**What is expected**
Search the data for the string "fixes", and report each line where it is found.

+++++

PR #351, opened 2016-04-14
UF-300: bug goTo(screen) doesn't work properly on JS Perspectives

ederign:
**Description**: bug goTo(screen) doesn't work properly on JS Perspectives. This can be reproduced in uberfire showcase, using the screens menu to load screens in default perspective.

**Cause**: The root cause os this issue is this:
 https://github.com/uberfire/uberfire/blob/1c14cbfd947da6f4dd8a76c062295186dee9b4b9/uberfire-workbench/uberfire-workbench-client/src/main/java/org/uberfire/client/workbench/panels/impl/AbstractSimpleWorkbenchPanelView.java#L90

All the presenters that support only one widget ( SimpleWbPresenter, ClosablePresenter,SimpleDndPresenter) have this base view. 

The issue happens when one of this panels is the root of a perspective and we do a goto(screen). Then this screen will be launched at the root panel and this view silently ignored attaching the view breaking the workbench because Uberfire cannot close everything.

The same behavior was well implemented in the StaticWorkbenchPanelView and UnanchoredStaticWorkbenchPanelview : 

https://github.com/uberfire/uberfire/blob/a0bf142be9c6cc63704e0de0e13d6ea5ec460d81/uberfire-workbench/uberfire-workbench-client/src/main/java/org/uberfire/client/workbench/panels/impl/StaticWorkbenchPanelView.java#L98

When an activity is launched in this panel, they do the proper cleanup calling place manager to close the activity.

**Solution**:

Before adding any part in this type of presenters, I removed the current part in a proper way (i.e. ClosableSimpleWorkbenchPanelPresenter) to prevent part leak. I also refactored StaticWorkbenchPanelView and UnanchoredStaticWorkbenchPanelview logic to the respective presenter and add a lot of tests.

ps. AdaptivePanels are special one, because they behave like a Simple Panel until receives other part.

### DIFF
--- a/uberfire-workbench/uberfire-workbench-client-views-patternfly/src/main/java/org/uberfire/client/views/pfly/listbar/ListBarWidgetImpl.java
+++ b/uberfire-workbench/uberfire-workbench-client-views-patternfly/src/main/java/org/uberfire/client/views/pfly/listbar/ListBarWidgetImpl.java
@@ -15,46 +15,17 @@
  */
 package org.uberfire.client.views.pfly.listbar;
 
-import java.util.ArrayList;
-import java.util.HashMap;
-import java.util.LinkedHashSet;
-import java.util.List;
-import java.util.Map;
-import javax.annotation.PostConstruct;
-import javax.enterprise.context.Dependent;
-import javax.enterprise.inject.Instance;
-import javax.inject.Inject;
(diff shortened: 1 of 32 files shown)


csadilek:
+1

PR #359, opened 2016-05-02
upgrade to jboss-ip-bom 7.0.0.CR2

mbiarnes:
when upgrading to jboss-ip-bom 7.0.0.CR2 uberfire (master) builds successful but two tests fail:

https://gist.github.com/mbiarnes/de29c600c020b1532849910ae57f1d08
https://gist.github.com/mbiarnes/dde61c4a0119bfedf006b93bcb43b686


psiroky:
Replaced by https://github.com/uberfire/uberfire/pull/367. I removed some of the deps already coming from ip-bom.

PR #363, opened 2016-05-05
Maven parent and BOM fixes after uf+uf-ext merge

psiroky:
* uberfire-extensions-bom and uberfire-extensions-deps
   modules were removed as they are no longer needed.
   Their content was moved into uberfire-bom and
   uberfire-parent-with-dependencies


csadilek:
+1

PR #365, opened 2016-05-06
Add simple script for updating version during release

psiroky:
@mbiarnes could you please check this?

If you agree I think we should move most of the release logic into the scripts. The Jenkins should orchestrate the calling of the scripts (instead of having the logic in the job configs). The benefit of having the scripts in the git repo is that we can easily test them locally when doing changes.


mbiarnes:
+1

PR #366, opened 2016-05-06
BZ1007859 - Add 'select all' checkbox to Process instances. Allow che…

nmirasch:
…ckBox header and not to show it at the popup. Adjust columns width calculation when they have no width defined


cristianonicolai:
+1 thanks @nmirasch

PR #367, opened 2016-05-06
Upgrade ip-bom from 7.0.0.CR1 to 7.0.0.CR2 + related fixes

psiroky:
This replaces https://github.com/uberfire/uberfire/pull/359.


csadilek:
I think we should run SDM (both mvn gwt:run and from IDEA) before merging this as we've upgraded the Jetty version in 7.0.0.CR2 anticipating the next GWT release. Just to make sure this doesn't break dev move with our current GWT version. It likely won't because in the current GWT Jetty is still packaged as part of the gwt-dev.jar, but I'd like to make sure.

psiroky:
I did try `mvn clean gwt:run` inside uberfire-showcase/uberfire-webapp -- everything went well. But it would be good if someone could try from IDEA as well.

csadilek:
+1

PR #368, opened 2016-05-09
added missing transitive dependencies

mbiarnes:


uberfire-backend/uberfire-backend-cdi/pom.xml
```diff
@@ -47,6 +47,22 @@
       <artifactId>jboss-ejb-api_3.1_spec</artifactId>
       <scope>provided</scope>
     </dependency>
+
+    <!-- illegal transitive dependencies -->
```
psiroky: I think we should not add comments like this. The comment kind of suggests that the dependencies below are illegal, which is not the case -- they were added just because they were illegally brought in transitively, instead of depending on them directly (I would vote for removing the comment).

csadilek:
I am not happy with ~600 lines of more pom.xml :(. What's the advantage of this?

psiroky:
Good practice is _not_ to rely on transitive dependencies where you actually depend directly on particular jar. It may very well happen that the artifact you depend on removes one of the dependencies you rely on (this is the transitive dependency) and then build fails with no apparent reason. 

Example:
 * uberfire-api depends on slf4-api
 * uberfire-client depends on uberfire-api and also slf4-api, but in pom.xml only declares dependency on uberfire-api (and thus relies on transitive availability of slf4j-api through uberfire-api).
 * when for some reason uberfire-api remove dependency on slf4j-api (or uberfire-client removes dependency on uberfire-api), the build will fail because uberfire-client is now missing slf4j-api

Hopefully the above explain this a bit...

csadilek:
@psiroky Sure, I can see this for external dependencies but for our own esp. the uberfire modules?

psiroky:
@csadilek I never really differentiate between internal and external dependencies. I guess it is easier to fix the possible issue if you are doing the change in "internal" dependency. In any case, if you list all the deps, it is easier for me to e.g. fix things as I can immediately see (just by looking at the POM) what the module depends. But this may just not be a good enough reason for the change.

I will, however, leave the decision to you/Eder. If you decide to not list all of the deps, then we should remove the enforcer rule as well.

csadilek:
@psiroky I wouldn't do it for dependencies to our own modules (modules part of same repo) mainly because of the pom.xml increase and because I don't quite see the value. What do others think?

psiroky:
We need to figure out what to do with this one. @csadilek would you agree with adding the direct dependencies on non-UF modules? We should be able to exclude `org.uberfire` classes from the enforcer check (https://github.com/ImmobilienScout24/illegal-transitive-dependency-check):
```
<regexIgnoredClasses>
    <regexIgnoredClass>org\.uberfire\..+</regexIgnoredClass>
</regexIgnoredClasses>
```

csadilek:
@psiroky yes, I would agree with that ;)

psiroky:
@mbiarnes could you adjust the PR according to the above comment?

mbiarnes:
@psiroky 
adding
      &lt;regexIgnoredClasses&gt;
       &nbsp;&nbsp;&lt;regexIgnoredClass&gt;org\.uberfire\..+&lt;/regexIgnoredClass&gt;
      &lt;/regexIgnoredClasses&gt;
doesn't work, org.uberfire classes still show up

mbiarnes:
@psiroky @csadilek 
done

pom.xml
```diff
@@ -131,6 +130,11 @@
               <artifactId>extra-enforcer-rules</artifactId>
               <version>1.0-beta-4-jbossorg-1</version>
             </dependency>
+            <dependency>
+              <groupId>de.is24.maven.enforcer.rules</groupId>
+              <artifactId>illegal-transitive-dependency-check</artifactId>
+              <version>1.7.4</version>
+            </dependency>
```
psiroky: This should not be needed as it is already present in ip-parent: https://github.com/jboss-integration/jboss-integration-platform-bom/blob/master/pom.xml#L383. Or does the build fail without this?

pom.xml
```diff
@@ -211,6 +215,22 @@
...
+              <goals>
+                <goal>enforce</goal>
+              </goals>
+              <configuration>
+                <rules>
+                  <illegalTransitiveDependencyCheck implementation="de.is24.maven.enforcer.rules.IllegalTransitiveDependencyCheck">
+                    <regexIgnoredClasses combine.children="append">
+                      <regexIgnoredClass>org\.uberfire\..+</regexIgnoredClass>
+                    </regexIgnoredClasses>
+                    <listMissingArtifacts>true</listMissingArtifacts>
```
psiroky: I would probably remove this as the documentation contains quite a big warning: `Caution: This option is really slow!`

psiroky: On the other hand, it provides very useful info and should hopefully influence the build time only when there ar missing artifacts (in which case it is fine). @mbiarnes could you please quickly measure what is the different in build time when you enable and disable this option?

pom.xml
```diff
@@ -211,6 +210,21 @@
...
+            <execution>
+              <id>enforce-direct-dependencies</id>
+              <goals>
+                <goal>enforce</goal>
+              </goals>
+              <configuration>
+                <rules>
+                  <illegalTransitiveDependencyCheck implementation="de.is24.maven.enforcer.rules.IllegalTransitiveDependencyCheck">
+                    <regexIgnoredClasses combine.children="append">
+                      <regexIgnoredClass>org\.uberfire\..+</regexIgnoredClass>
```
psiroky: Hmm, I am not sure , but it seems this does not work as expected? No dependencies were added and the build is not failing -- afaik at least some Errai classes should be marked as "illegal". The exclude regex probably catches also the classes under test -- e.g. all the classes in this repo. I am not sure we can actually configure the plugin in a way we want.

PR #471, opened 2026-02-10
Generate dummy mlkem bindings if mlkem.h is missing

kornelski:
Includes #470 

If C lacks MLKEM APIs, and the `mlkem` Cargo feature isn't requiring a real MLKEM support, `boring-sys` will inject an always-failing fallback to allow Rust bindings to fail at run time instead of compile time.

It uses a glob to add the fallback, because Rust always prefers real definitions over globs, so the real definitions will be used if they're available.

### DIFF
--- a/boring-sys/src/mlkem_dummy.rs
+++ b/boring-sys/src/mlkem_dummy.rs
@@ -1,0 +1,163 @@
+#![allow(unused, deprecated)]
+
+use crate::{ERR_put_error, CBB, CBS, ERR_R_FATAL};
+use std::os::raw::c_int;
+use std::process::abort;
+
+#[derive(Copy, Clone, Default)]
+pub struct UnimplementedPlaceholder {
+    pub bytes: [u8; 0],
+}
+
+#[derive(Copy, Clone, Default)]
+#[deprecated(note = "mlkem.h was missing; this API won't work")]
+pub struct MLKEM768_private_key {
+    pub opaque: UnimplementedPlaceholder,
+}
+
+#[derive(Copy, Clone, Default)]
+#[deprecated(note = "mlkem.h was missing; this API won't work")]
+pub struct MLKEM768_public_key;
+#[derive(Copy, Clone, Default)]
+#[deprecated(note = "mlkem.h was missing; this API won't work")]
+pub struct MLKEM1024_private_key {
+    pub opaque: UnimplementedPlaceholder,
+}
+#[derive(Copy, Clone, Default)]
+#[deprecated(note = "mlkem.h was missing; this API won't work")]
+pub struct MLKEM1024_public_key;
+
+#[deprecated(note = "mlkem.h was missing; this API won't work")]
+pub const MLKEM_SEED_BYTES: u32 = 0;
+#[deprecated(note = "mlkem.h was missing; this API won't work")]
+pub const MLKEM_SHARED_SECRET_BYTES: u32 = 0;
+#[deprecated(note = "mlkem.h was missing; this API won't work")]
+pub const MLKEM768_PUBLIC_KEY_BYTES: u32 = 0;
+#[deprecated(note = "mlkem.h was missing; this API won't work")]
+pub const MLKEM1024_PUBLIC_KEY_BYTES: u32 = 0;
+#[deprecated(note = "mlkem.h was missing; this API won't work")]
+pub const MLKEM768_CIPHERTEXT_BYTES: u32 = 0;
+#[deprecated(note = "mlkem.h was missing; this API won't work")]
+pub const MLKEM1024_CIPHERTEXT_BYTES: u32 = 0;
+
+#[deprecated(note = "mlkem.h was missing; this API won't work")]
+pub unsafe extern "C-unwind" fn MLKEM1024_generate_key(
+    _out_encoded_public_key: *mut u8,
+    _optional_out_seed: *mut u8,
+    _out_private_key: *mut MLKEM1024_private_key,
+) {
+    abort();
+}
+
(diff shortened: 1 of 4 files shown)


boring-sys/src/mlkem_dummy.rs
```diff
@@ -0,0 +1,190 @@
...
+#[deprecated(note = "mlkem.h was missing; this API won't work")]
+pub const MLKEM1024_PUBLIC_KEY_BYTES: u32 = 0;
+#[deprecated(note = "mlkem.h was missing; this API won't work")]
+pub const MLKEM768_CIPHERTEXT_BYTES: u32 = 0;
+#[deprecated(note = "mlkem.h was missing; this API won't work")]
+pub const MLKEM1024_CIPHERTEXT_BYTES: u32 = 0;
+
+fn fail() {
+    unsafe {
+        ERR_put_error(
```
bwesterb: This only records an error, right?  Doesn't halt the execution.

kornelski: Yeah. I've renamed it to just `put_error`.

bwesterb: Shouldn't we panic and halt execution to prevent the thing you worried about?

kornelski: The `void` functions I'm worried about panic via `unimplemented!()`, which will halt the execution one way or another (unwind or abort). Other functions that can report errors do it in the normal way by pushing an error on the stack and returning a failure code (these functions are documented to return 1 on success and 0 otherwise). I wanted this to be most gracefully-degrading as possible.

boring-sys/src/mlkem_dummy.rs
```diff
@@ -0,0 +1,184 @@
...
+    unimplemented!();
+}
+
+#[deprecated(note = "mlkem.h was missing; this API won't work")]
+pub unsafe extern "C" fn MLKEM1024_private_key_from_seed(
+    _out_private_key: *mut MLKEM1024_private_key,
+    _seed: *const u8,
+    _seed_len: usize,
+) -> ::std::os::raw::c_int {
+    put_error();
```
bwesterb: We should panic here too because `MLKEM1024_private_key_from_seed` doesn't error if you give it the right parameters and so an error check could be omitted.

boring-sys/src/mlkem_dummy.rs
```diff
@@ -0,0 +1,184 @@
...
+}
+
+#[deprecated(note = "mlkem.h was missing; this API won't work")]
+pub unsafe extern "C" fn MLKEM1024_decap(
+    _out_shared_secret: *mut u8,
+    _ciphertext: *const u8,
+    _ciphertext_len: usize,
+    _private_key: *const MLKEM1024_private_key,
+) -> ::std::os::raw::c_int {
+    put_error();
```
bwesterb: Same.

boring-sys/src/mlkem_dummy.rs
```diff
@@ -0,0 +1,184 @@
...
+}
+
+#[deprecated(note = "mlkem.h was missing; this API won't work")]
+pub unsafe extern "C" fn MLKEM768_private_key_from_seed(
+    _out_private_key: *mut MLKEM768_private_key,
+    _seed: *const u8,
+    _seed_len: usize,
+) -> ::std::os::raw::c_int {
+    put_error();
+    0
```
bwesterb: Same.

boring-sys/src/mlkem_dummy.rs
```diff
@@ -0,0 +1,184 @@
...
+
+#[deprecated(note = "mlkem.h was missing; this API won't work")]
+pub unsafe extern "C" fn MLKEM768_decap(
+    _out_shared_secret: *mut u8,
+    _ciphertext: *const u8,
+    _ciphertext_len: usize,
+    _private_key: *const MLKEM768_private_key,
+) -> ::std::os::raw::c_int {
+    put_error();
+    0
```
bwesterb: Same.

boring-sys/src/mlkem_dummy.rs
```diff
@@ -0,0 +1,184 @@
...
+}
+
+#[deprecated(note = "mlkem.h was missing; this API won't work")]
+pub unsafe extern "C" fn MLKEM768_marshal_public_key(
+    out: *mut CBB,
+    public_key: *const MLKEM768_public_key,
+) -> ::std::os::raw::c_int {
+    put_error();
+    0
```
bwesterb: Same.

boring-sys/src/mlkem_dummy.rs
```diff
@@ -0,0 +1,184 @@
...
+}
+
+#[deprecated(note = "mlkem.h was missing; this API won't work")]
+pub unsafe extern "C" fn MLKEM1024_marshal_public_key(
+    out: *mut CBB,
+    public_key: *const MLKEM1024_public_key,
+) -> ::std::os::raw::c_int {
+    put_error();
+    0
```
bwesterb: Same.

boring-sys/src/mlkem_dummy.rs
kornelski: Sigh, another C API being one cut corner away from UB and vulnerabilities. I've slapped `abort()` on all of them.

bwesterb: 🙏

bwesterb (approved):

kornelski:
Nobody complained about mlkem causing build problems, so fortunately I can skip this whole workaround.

+++++

**Your solution**
Maven parent and BOM fixes after uf+uf-ext merge
Upgrade ip-bom from 7.0.0.CR1 to 7.0.0.CR2 + related fixes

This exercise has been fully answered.